DIRECTIONS FOR THIS TASK
Set the data down once more, in full and exactly.

(Source data)
PR #472, opened 2022-07-11
fix(loader): remove return types

jgroth:
The Stencil docs are a bit unclear about return types for some of the lifecycle hooks. These hooks
are only included on this interface to make sure they are included in each project, so that Stencil
does not remove the necessary code from the build. By removing the return types we make the
interface more vague but also make it future proof.


packages/lime-web-components/src/core/plugin-loader.ts
```diff
@@ -9,24 +9,24 @@ export interface LimePluginLoader extends LimeWebComponent {
...
      */
-    componentWillLoad(): void | Promise<any>;
+    componentWillLoad();
 
     /**
      * This method will never be called since the component will never
      * be updated. It must still be present on the component though.
      */
-    componentWillUpdate(): void | Promise<any>;
+    componentWillUpdate();
```
vicgeralds, line 23: I expect that this can be removed after fixing Lundalogik/crm-feature#2891

vicgeralds (approved):
Looks good

packages/lime-web-components/src/core/plugin-loader.ts
jgroth: Yeah, if we are not using it in the decorators it can probably be removed. It's no harm in leaving it either :slightly_smiling_face:

PR #478, opened 2022-07-12
fix: include Stencil in build

jgroth:
fix Lundalogik/crm-feature#2898

`getElement` from Stencil is used by the decorators and is needed in the build


packages/lime-web-components/package.json
```diff
@@ -40,5 +40,11 @@
     "@limetech/lime-web-components-decorators": "^4.51.1",
     "@limetech/lime-web-components-interfaces": "^4.51.1",
     "@limetech/lime-web-components-testing": "^4.51.1"
+  },
+  "peerDependencies": {
+    "@stencil/core": "^2.17.1",
+    "@types/jest": "^27.5.0",
+    "jest": "^27.5.1",
+    "jest-cli": "^27.5.1"
```
vicgeralds, line 48: To me it doesn't make any sense to have jest as a peer dependency. Why?

vicgeralds (changes requested):
Good to have stencil as a peer dependency. 👍
Not sure why we need this when we didn't before 😄 

The package-lock files are not in sync (means `npm ci` fails) and seem generated by lerna (reformatted with different indentation than when you do `npm install`).

packages/lime-web-components/package.json
Befkadu1: What is the problem having jest in `devDependencies`?

vicgeralds: @Befkadu1 no one said there was a problem having jest in devDependencies. 🙁

vicgeralds: He moved them from `peerDependencies`, I can see the comment is confusing without the original context

vicgeralds (dismissed):
I updated the package-lock.json files 🙂

jgroth:
> I updated the package-lock.json files slightly_smiling_face

Great! :slightly_smiling_face:

PR #481, opened 2022-07-14
fix(build): inline ts helpers for ES5

jgroth:
Not sure how or why, but the tests in Lundalogik/lime-crm-components#1124 are failing when some decorators are used. The config for the old `decorators/` build looks the same as the build in the new package, and using the old package works. Inlining all the TS helpers for ES5 seems to fix the issue


vicgeralds:
Strange indeed. I'm trying to understand what's going on,  "using the old package works" for me as well, even when I can see that `importHelpers` is `true` and I see references to `tslib_1.__spreadArray` in the build...

jgroth:
I tested your suggestion and it seems to work :slightly_smiling_face:

jgroth:
I added it to `devDependencies` now without thinking about it. Maybe it needs to be under `dependencies`? :thinking:

vicgeralds (approved):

OUTPUT OF THE EXERCISE
PR #472, opened 2022-07-11
fix(loader): remove return types

jgroth:
The Stencil docs are a bit unclear about return types for some of the lifecycle hooks. These hooks
are only included on this interface to make sure they are included in each project, so that Stencil
does not remove the necessary code from the build. By removing the return types we make the
interface more vague but also make it future proof.


packages/lime-web-components/src/core/plugin-loader.ts
```diff
@@ -9,24 +9,24 @@ export interface LimePluginLoader extends LimeWebComponent {
...
      */
-    componentWillLoad(): void | Promise<any>;
+    componentWillLoad();
 
     /**
      * This method will never be called since the component will never
      * be updated. It must still be present on the component though.
      */
-    componentWillUpdate(): void | Promise<any>;
+    componentWillUpdate();
```
vicgeralds, line 23: I expect that this can be removed after fixing Lundalogik/crm-feature#2891

vicgeralds (approved):
Looks good

packages/lime-web-components/src/core/plugin-loader.ts
jgroth: Yeah, if we are not using it in the decorators it can probably be removed. It's no harm in leaving it either :slightly_smiling_face:

PR #478, opened 2022-07-12
fix: include Stencil in build

jgroth:
fix Lundalogik/crm-feature#2898

`getElement` from Stencil is used by the decorators and is needed in the build


packages/lime-web-components/package.json
```diff
@@ -40,5 +40,11 @@
     "@limetech/lime-web-components-decorators": "^4.51.1",
     "@limetech/lime-web-components-interfaces": "^4.51.1",
     "@limetech/lime-web-components-testing": "^4.51.1"
+  },
+  "peerDependencies": {
+    "@stencil/core": "^2.17.1",
+    "@types/jest": "^27.5.0",
+    "jest": "^27.5.1",
+    "jest-cli": "^27.5.1"
```
vicgeralds, line 48: To me it doesn't make any sense to have jest as a peer dependency. Why?

vicgeralds (changes requested):
Good to have stencil as a peer dependency. 👍
Not sure why we need this when we didn't before 😄 

The package-lock files are not in sync (means `npm ci` fails) and seem generated by lerna (reformatted with different indentation than when you do `npm install`).

packages/lime-web-components/package.json
Befkadu1: What is the problem having jest in `devDependencies`?

vicgeralds: @Befkadu1 no one said there was a problem having jest in devDependencies. 🙁

vicgeralds: He moved them from `peerDependencies`, I can see the comment is confusing without the original context

vicgeralds (dismissed):
I updated the package-lock.json files 🙂

jgroth:
> I updated the package-lock.json files slightly_smiling_face

Great! :slightly_smiling_face:

PR #481, opened 2022-07-14
fix(build): inline ts helpers for ES5

jgroth:
Not sure how or why, but the tests in Lundalogik/lime-crm-components#1124 are failing when some decorators are used. The config for the old `decorators/` build looks the same as the build in the new package, and using the old package works. Inlining all the TS helpers for ES5 seems to fix the issue


vicgeralds:
Strange indeed. I'm trying to understand what's going on,  "using the old package works" for me as well, even when I can see that `importHelpers` is `true` and I see references to `tslib_1.__spreadArray` in the build...

jgroth:
I tested your suggestion and it seems to work :slightly_smiling_face:

jgroth:
I added it to `devDependencies` now without thinking about it. Maybe it needs to be under `dependencies`? :thinking:

vicgeralds (approved):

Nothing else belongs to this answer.